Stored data

------

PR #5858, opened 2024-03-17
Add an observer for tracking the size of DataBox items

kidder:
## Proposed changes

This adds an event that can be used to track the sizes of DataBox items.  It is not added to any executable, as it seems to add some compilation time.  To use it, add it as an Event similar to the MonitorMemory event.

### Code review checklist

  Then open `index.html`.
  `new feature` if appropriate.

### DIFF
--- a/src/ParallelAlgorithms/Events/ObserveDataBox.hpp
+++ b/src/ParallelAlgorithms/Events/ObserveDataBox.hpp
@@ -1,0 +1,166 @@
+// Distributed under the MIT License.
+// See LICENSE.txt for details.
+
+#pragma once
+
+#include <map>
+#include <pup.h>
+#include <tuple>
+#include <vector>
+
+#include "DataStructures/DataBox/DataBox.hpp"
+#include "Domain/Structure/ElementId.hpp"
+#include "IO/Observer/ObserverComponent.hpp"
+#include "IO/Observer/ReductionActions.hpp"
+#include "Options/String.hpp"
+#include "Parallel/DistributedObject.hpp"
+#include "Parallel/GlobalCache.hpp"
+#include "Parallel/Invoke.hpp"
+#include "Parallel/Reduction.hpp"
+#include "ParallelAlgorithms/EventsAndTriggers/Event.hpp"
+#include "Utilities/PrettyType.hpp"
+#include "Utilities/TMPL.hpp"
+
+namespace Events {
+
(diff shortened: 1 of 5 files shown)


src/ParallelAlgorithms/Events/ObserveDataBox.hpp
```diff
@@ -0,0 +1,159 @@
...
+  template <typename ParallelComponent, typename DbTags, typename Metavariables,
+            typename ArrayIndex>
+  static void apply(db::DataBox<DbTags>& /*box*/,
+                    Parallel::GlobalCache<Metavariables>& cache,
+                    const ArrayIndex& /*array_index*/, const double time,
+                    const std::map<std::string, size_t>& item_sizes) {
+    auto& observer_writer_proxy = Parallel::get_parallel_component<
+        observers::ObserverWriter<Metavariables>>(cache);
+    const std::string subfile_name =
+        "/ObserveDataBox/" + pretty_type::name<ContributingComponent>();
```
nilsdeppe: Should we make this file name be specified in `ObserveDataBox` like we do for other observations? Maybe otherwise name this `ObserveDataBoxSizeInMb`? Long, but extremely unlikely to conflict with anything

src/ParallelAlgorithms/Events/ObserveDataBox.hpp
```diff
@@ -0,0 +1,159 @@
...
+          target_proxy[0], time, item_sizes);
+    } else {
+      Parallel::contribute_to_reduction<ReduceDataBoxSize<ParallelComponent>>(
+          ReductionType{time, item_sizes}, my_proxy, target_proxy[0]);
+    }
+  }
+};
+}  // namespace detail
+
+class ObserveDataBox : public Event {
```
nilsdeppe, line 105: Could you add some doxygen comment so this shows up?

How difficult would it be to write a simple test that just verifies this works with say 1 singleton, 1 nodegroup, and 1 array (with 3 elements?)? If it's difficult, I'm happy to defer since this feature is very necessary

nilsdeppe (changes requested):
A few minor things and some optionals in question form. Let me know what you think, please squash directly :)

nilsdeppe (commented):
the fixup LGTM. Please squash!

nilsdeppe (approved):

------

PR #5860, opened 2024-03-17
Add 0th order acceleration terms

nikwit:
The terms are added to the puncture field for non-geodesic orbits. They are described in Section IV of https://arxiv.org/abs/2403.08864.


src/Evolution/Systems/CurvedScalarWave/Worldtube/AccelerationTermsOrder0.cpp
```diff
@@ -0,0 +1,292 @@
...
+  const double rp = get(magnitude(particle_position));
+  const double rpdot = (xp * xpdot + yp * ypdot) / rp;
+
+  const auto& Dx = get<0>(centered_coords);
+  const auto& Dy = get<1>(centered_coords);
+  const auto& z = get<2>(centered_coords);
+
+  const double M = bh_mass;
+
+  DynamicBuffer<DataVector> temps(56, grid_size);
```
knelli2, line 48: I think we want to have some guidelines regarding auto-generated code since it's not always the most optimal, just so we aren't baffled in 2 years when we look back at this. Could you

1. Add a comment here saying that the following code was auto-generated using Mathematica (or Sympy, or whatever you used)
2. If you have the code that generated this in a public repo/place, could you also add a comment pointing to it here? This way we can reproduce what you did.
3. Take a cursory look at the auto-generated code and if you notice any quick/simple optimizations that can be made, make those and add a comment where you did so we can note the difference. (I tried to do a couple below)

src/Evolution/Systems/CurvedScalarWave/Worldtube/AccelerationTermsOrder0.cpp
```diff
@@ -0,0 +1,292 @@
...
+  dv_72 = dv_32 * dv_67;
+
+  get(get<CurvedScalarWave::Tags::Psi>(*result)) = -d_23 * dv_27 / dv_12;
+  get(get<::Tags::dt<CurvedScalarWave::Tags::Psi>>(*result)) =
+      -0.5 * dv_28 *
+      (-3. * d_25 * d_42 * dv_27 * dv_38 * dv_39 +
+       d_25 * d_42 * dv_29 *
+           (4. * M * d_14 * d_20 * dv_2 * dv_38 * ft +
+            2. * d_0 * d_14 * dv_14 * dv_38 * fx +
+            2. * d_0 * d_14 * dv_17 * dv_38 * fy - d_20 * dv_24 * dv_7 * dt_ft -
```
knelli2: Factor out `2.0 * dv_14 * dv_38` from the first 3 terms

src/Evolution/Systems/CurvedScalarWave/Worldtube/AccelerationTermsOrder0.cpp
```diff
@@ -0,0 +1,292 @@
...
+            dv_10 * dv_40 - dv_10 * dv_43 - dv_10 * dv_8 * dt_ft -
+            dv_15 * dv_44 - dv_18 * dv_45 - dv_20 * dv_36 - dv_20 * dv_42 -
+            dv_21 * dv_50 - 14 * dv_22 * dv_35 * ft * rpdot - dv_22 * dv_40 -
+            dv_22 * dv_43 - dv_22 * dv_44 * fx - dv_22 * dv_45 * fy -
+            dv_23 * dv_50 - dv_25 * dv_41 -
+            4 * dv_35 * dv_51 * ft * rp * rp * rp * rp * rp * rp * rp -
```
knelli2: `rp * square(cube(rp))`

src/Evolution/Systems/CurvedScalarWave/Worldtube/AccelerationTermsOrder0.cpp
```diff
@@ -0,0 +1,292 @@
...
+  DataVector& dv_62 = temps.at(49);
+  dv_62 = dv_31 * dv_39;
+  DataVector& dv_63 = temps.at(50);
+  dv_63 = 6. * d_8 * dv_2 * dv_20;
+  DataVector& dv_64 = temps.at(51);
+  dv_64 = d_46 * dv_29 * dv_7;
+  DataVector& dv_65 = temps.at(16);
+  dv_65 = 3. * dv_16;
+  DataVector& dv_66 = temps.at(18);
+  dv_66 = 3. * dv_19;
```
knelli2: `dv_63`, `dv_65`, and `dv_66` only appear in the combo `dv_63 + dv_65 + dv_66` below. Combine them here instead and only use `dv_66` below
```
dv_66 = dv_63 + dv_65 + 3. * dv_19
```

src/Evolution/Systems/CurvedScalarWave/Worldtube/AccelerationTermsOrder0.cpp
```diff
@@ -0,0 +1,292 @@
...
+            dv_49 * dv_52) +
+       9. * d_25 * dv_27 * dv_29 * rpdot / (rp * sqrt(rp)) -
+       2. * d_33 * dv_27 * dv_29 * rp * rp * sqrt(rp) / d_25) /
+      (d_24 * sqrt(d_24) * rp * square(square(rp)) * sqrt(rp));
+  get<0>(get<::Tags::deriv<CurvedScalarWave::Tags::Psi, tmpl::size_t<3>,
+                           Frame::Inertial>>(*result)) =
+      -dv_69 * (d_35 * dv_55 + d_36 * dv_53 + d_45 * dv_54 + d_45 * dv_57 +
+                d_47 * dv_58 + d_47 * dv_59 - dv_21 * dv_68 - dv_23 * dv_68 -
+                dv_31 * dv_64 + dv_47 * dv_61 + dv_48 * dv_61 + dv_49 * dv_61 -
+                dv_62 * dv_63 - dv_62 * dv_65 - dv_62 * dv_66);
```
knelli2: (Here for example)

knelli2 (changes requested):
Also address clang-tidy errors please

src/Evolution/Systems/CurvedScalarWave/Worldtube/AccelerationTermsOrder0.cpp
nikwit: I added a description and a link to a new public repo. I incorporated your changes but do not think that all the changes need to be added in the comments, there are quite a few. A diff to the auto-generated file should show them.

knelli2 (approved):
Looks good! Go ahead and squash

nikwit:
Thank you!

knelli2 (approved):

------

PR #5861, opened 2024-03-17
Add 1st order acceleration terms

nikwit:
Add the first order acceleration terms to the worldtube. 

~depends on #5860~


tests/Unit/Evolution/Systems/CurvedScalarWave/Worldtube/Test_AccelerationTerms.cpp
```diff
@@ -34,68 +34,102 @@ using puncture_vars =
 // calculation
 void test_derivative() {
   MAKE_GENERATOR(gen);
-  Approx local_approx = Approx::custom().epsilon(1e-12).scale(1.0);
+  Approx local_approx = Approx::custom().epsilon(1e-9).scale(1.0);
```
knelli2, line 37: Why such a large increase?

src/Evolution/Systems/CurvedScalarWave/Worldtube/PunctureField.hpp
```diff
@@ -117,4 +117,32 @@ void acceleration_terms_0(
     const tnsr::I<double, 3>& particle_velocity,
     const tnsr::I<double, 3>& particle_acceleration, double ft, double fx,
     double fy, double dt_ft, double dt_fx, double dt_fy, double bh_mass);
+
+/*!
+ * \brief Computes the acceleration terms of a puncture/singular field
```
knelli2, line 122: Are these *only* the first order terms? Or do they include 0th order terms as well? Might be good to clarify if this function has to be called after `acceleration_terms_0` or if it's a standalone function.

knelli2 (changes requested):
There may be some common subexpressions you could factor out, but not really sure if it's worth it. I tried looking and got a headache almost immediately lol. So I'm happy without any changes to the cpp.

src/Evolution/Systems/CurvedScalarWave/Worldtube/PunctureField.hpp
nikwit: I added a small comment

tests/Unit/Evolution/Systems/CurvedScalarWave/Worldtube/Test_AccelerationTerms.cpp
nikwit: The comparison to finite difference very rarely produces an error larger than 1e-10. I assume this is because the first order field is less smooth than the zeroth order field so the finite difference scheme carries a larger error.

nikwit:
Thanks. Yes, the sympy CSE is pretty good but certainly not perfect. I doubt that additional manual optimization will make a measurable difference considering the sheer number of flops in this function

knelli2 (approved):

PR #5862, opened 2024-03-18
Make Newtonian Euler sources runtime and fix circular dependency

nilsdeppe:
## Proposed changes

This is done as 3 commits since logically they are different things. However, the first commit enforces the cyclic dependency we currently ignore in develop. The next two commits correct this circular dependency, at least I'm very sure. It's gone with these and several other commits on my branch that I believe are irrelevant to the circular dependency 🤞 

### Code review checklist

------

▸ **Try it**
Each line above that contains the word "just" counts once; give the total and no other text.

▸ **Task solution**
2